I installed the Roll Cage kit this weekend. I used the kit from extreme custom fab-very nice kit, very helpful guy!!! I was comitted to tying the roll cage to the frame, here is how I did it:
* Front outriggers are 1/8" wall 2"x4" rectangular tubing.
* The front hoop floor plates are approximately 1/8" off of the floor supported via 4 1/8" wall-bushings that go between the outrigger and the floor plate. I drilled four holes per side, through the fiberglass tub so the body can flex and not crack. I used four grade 8, 3/8" bolts on each floorplate
* The rear tubes are welded to a 1/4 plate (looks like the factory plate).
* The Outriggers (two per side for the rear ) are 1/8" wall 1" square tubing welded to the frame and welded to the bottom of 2" heavy channel. On top of the channel are four bushings (sames as front). The tube plates sit about 1/8" above the rear wheel tubes, via the same bushings as the front. (The rear outriggers offer plenty of rear tire clearance). Four grade 8, 3/8" bolts tie the outrigger to the tube plate.
* Rear tub holes were oversized-same as the front.
* Two Summit Bucket seats with covers have replaced the worn factory buckets-they work great!!

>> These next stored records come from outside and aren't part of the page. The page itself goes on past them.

PR #665, opened 2024-10-23
CPR-445 Create delete listener and use composition

H-Iwanejko:


src/main/kotlin/uk/gov/justice/digital/hmpps/personrecord/service/format/EncodingService.kt
```diff
@@ -1,28 +1,24 @@
...
+import uk.gov.justice.digital.hmpps.personrecord.client.model.prisoner.Prisoner
 import uk.gov.justice.digital.hmpps.personrecord.service.RetryExecutor
 
-@Component
-class BaseProbationEventProcessor {
-
-  @Autowired
-  private lateinit var corePersonRecordAndDeliusClient: CorePersonRecordAndDeliusClient
+@Service
+class EncodingService(
```
H-Iwanejko, line 14: Better name for this welcomed!

src/main/kotlin/uk/gov/justice/digital/hmpps/personrecord/message/listeners/probation/ProbationDeletionEventListener.kt
```diff
@@ -0,0 +1,71 @@
...
+import uk.gov.justice.digital.hmpps.personrecord.service.EventKeys.MESSAGE_ID
+import uk.gov.justice.digital.hmpps.personrecord.service.EventKeys.SOURCE_SYSTEM
+import uk.gov.justice.digital.hmpps.personrecord.service.TelemetryService
+import uk.gov.justice.digital.hmpps.personrecord.service.type.OFFENDER_GDPR_DELETION
+import uk.gov.justice.digital.hmpps.personrecord.service.type.TelemetryEventType.MESSAGE_PROCESSING_FAILED
+
+const val PROBATION_DELETION_EVENT_QUEUE_CONFIG_KEY = "cprdeliusdeleteeventsqueue"
+
+@Component
+@Profile("!seeding")
```
markreesmoj, line 25: This is an accident waiting to happen! Not sure what we can do that is any better though

src/main/kotlin/uk/gov/justice/digital/hmpps/personrecord/message/listeners/probation/ProbationDeletionEventListener.kt
```diff
@@ -0,0 +1,71 @@
...
+        log.info("Received a message I wasn't expecting Type: ${sqsMessage.type}")
+      }
+    }
+  }
+
+  private fun handleDeleteEvent(domainEvent: DomainEvent, messageId: String?) {
+    try {
+      val crn = domainEvent.personReference?.identifiers?.first { it.type == "CRN" }!!.value
+      probationDeleteProcessor.processEvent(crn, domainEvent.eventType)
+    } catch (e: FeignException.NotFound) {
```
markreesmoj, line 57: Curious to know if this exception will ever be thrown. It isn't at the moment as far as I can tell. Will deletion involve an HTTP call?

src/main/kotlin/uk/gov/justice/digital/hmpps/personrecord/service/format/EncodingService.kt
```diff
@@ -1,28 +1,24 @@
...
 import uk.gov.justice.digital.hmpps.personrecord.client.model.offender.ProbationCase
+import uk.gov.justice.digital.hmpps.personrecord.client.model.prisoner.Prisoner
 import uk.gov.justice.digital.hmpps.personrecord.service.RetryExecutor
 
-@Component
-class BaseProbationEventProcessor {
-
-  @Autowired
-  private lateinit var corePersonRecordAndDeliusClient: CorePersonRecordAndDeliusClient
+@Service
```
markreesmoj, line 13: I know it doesn't matter, but this annotation does nothing that @Component doesn't do. It feels like some idea that someone had about 20 years ago that got as far as the language spec and no further :-)

src/main/kotlin/uk/gov/justice/digital/hmpps/personrecord/service/format/EncodingService.kt
markreesmoj: I think it's hard to name because it does 2 things. It would be something like a `PrisonerSearchService` or a `ProbationSearchService`
What do we gain by having these 2 methods in this class?

src/test/kotlin/uk/gov/justice/digital/hmpps/personrecord/config/MessagingMultiNodeTestBase.kt
```diff
@@ -73,6 +73,10 @@ abstract class MessagingMultiNodeTestBase : IntegrationTestBase() {
     hmppsQueueService.findByQueueId("cprdeliusmergeeventsqueue")
   }
 
+  val probationDeleteEventsQueue by lazy {
+    hmppsQueueService.findByQueueId("cprdeliusdeleteeventsqueue")
+  }
```
markreesmoj, line 78: It will probably be worthwhile to purge this queue before running any tests - I think we do that with all the others

src/test/kotlin/uk/gov/justice/digital/hmpps/personrecord/message/listeners/probation/ProbationEventListenerIntTest.kt
```diff
@@ -61,7 +61,7 @@ class ProbationEventListenerIntTest : MessagingMultiNodeTestBase() {
     telemetryRepository.deleteAll()
   }
 
-  fun probationUrl(crn: String) = "/probation-cases/$crn"
+  private fun probationUrl(crn: String) = "/probation-cases/$crn"
```
markreesmoj, line 64: ❤️

markreesmoj (approved):
👍 
I think this is fine. It is a big change to review  so it's hard to be sure.
Maybe because it feels like 3 changes - a package reorganisation, the removal of the subclassing and the introduction of the deletion event handling

src/test/kotlin/uk/gov/justice/digital/hmpps/personrecord/config/MessagingMultiNodeTestBase.kt
H-Iwanejko: Will update in further PR's

src/main/kotlin/uk/gov/justice/digital/hmpps/personrecord/message/listeners/probation/ProbationDeletionEventListener.kt
H-Iwanejko: Good point 👍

* Also, I bolted on the Summit Racing 600 CFM carb. This is a GREAT Carb and it resulted in significant performance improvement. For around $200-you can't go wrong!!
 
Coming along nicely.

Gotta love those Intermediates!
 
Thats a kit that ties into the existing half roll bar, right?
 
That overhead bar is about where mine is, every once in a while I bump my head on it, good place for padding. Now would be a good time to weld in some grab handles for when you and your passengers get older.
 
Jason-yep, it's a kit

Torxhead, regarding the handles any feedback / or pictures would be appreciated. I am struggling with where to put them! One mistake I did make, the front windshield hoop COULD have been about 1" higher. I was afraid the top would not clear so I kept it about 1" below the windshield. Hindsight, probably would have made it level with the top of the windshield.

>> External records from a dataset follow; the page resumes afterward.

PR #688, opened 2024-11-19
CPR-503 consume recluster events

H-Iwanejko:


src/main/kotlin/uk/gov/justice/digital/hmpps/personrecord/service/person/ReclusterService.kt
```diff
@@ -62,7 +57,6 @@ class ReclusterService(
   private fun handleSingleRecordInCluster(personKeyEntity: PersonKeyEntity) {
     val record = personKeyEntity.personEntities.first()
     val highConfidenceMatches = searchService.findCandidateRecordsWithUuid(record)
-      .filterNot { it.candidateRecord.id == record.id }
```
H-Iwanejko, line 65: No longer need this as the own record is filtered at DB query level

markreesmoj (approved):
👍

I did lower the seats about an inch and it made a big difference with head/helmet clearance. I may drop it 1.5 "...the seats were too high intially
 
Looking good. How did you cope the ends of your spreader bars for the intersections?
 
One end is pre -notched from the fabricator. The tubes are about 6" too long-to allow you plenty of room to cut them (I use a steel chop saw with a "stink wheel"). I chopped them so the un notched end went about 1/2 the width of the bar that I was notching to. I then notched the end I cut with a 4.5" hand grinder. The first one took about 30 minutes. The second one took about 6 mins (once you learn how/where to trim. it is not too bad). A tubing notcher would have been nice.....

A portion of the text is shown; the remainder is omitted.